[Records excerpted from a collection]
········
Issue #757, opened 2015-09-03
Stretch overlays when zooming beyond available levels


rajadain:
Currently, beyond a certain zoom level the NLCD tiles just disappear:

![mmw-nlcd-zoom-in](https://cloud.githubusercontent.com/assets/1430060/9639066/1c886680-5178-11e5-88a0-a08ddfedffb7.gif)

They should instead still be visible at all visible levels. When tiles for a particular zoom level are not available, we should display the closest available level tiles stretched out.

See #750 and #754 for further discussion.

caseypt:
A broader implementation could use any Leaflet settings added to layers in the [layer settings](https://github.com/WikiWatershed/model-my-watershed/blob/develop/src/mmw/mmw/settings/layer_settings.py) when the layers are [being created](https://github.com/WikiWatershed/model-my-watershed/blob/develop/src/mmw/js/src/core/views.js#L312-L324).

A simple implementation:

Layer settings:
```python
    {
        'display': 'National Land Cover Database',
        'short_display': 'NLCD',
        'helptext': 'National Land Cover Database defines'
                    'land use across the U.S.',
        'url': 'https://s3.amazonaws.com/com.azavea.datahub.tms/'
               'nlcd/{z}/{x}/{y}.png',
        'overlay': True,
        # Leaflet specific settings
        'maxNativeZoom': 13,
        'opacity': 0.5
    },
```

Layer creation:

```
    buildLayers: function(layerConfig) {
        var self = this,
            layers = {};
     

            _.each(layerConfig, function(layer) {
                var leafletLayer;

             // Make sure there are defaults
             var zIndex = layer.overlay ? 1 : 0;
             var defaults =  {
                  opacity: 1.0,
                  maxNativeZoom: null,
                  zIndex: zIndex
             }

                // Check to see if the google api service has been loaded
                // before creating a google layer
                if (self._googleMaps && layer.type === 'google') {
                    leafletLayer = new L.Google(layer.googleType, settings);
                } else {
                       var tileUrl = (layer.url.match(/png/) === null ?
                                    layer.url + '.png' : layer.url),
                       settings = _defaults(defaults, layer);

                    leafletLayer = new L.TileLayer(tileUrl, settings);
                }

                layers[layer['display']] = leafletLayer;
            });

        return layers;
    },
```

mmcfarland:
[...]

Issue #755, opened 2015-09-03
Alter overlay opacity


mmcfarland:
We should provide the ability to alter overlay layers opacity, and probably not start them out as 100% opaque, at least for ones with a fill (ie, not a boundary layer).

PR #761, opened 2015-09-08
Overlay Alpha

jamesmcclain:
This patch adds the capability to give overlay layers independent opacity sliders.  Only the *NLCD* layer has been so-equipped.

Connects #755 

The NLCD overlay layer has also been stretched so that it does not disappear when the user zooms in beyond level 13.

Connects #757 

**To Test**
   * Select the NLCD overlay
   * A slider should appear in the upper-right corner of the map when the layer is toggled on.  That slider will allow you to adjust the opacity of the layer.  The slider will disappear when the layer is toggled off (#755).
   * Zoom in past level 13.  Notice that instead of disappearing, the NLCD tiles are stretched (#757)

**Caveats**
   * Probably needs attention from designer.

### DIFF
--- a/src/mmw/js/src/core/opacityControl.js
+++ b/src/mmw/js/src/core/opacityControl.js
@@ -1,0 +1,83 @@
+/*
+Copyright (c) 2013, Jared Dominguez
+Copyright (c) 2013, LizardTech
+All rights reserved.
+
+Redistribution and use in source and binary forms, with or without modification,
+are permitted provided that the following conditions are met:
+
+* Redistributions of source code must retain the above copyright notice, this
+  list of conditions and the following disclaimer.
+
+* Redistributions in binary form must reproduce the above copyright notice, this
+  list of conditions and the following disclaimer in the documentation and/or
+  other materials provided with the distribution.
+
+* Neither the name of LizardTech nor the names of its
+  contributors may be used to endorse or promote products derived from
+  this software without specific prior written permission.
+
+THIS SOFTWARE IS PROVIDED BY THE COPYRIGHT HOLDERS AND CONTRIBUTORS "AS IS" AND
+ANY EXPRESS OR IMPLIED WARRANTIES, INCLUDING, BUT NOT LIMITED TO, THE IMPLIED
+WARRANTIES OF MERCHANTABILITY AND FITNESS FOR A PARTICULAR PURPOSE ARE
+DISCLAIMED. IN NO EVENT SHALL THE COPYRIGHT HOLDER OR CONTRIBUTORS BE LIABLE FOR
+ANY DIRECT, INDIRECT, INCIDENTAL, SPECIAL, EXEMPLARY, OR CONSEQUENTIAL DAMAGES
+(INCLUDING, BUT NOT LIMITED TO, PROCUREMENT OF SUBSTITUTE GOODS OR SERVICES;
+LOSS OF USE, DATA, OR PROFITS; OR BUSINESS INTERRUPTION) HOWEVER CAUSED AND ON
+ANY THEORY OF LIABILITY, WHETHER IN CONTRACT, STRICT LIABILITY, OR TORT
+(INCLUDING NEGLIGENCE OR OTHERWISE) ARISING IN ANY WAY OUT OF THE USE OF THIS
+SOFTWARE, EVEN IF ADVISED OF THE POSSIBILITY OF SUCH DAMAGE.
+
+        Leaflet.OpacityControls, a plugin for adjusting the opacity of a Leaflet map.
+        (c) 2013, Jared Dominguez
+        (c) 2013, LizardTech
+
+        https://github.com/lizardtechblog/Leaflet.OpacityControls
+
+
+Modified by Azavea, 2015.
+*/
+
+'use strict';
+
+var L = require('leaflet'),
+    $ = require('jquery'),
+    Marionette = require('../../shim/backbone.marionette'),
+    sliderTmpl = require('./templates/opacitySlider.html');
+
+module.exports = L.Control.extend({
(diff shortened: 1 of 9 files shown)


src/mmw/mmw/settings/layer_settings.py
```diff
@@ -89,6 +89,9 @@
         'url': 'https://s3.amazonaws.com/com.azavea.datahub.tms/'
                'nlcd/{z}/{x}/{y}.png',
         'overlay': True,
+        'maxNativeZoom': 13,
+        'maxZoom': 18,
+        'opacity': 0.618,
```
caseypt: Consider documenting why this number is so specific or selecting a less precise number (0.6, 0.75, etc)

src/mmw/js/src/core/views.js
```diff
@@ -321,6 +321,8 @@ var MapView = Marionette.ItemView.extend({
                     leafletLayer = new L.TileLayer(tileUrl, {
                         attribution: layer.attribution || '',
                         maxZoom: layer.maxZoom,
+                        maxNativeZoom: layer.maxNativeZoom || layer.maxZoom,
+                        opacity: layer.opacity ? layer.opacity : 1,
                         zIndex: zIndex
```
caseypt: Consider making this more dynamic so that other Leaflet layer settings can be specified in the layer config and will work without further modifications (as described here: https://github.com/WikiWatershed/model-my-watershed/issues/757#issuecomment-137548508).

src/mmw/mmw/settings/layer_settings.py
jamesmcclain: It is 1 / $\phi$ and also 1 - $\phi$, the golden ratio.  It does not have any special significance beyond that.

caseypt:
@mmcfarland Just wanted to check that #755 was not describing a client-side feature ("We should provide the ability to alter overlay layers opacity").

mmcfarland:
Yeah, I did have in mind exposing a slider per layer for manual adjustment of opacity.  It implies a bit of UI design - but I think we can start out a little crude at first.

jamesmcclain:
I can work on the slider idea.

src/mmw/js/src/core/views.js
jamesmcclain: Okay, I did not see that comment before.  Will add that.

lewfish:
+1, tested. The slider looks good aside from needing to be centered horizontally relative to the two controls above it.

src/mmw/js/src/core/opacityControl.js
```diff
@@ -0,0 +1,80 @@
+/*
```
caseypt: This should probably go in https://github.com/WikiWatershed/model-my-watershed/tree/develop/src/mmw/js/shim

caseypt:
It looks like the slider and the layer opacity are being initialized at different values. When you turn on the NLCD layer, and just barely adjust the slider, you'll see that the opacity level makes a big jump.

src/mmw/js/src/core/opacityControl.js
```diff
@@ -0,0 +1,80 @@
...
+
+    setOpacityLayer: function (layer) {
+            this.opacity_layer = layer;
+    },
+
+    onAdd: function (map) {
+        var opacity_slider_div = L.DomUtil.create('div', 'opacity_slider_control'),
+            self = this;
+
+        $(opacity_slider_div).slider({
```
mmcfarland: Since we're shimming this small library anyway, what do you think the level of effort is to swap out the `jquery-ui` slider and replace it with a native slider?  Would be nice to in incur that dependency and also keep the sliders stylistically and behaviorally consistent.

jamesmcclain: I don't see any reason in principle why it would be difficult.  I can give this a try.

src/mmw/js/src/core/opacityControl.js
```diff
@@ -0,0 +1,83 @@
...
+*/
+
+'use strict';
+
+var L = require('leaflet'),
+    $ = require('jquery'),
+    Marionette = require('../../shim/backbone.marionette'),
+    sliderTmpl = require('./templates/opacitySlider.html');
+
+require('jquery-ui');
```
rajadain: `jquery-ui` must be added to `package.json`, `npm-shrinkwarp.json`, or `bundle.sh` before it can be used here.

jamesmcclain: I thought I got rid of all of the references to `jquery-ui`, thanks for catching.

jamesmcclain:
> +1, tested. The slider looks good aside from needing to be centered horizontally relative to the two controls above it.

Many thanks for the review.  I think a designer (or somebody with more design experience) will need to take a look at this to get it looking better.

> It looks like the slider and the layer opacity are being initialized at different values. When you turn on the NLCD layer, and just barely adjust the slider, you'll see that the opacity level makes a big jump.

Thanks, I have corrected this.

src/mmw/js/src/core/opacityControl.js
caseypt: Consider adding a comment so that we remember that we modified this from the original.

jamesmcclain: > This should probably go in https://github.com/WikiWatershed/model-my-watershed/tree/develop/src/mmw/js/shim

At one time I had it there, but I decided to move it to its current place because I noticed that it does something very analogous to `layerControl.js`.

caseypt: Re: the `shim` directory, external libraries that can't be brought in via NPM or need to be browserified go in there. But since we've changed most of the code, I think it's fine here.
········
ASSIGNMENT:
What lines above contain the string "relative"? Copy all of them.

ANSWER SECTION:
+1, tested. The slider looks good aside from needing to be centered horizontally relative to the two controls above it.
> +1, tested. The slider looks good aside from needing to be centered horizontally relative to the two controls above it.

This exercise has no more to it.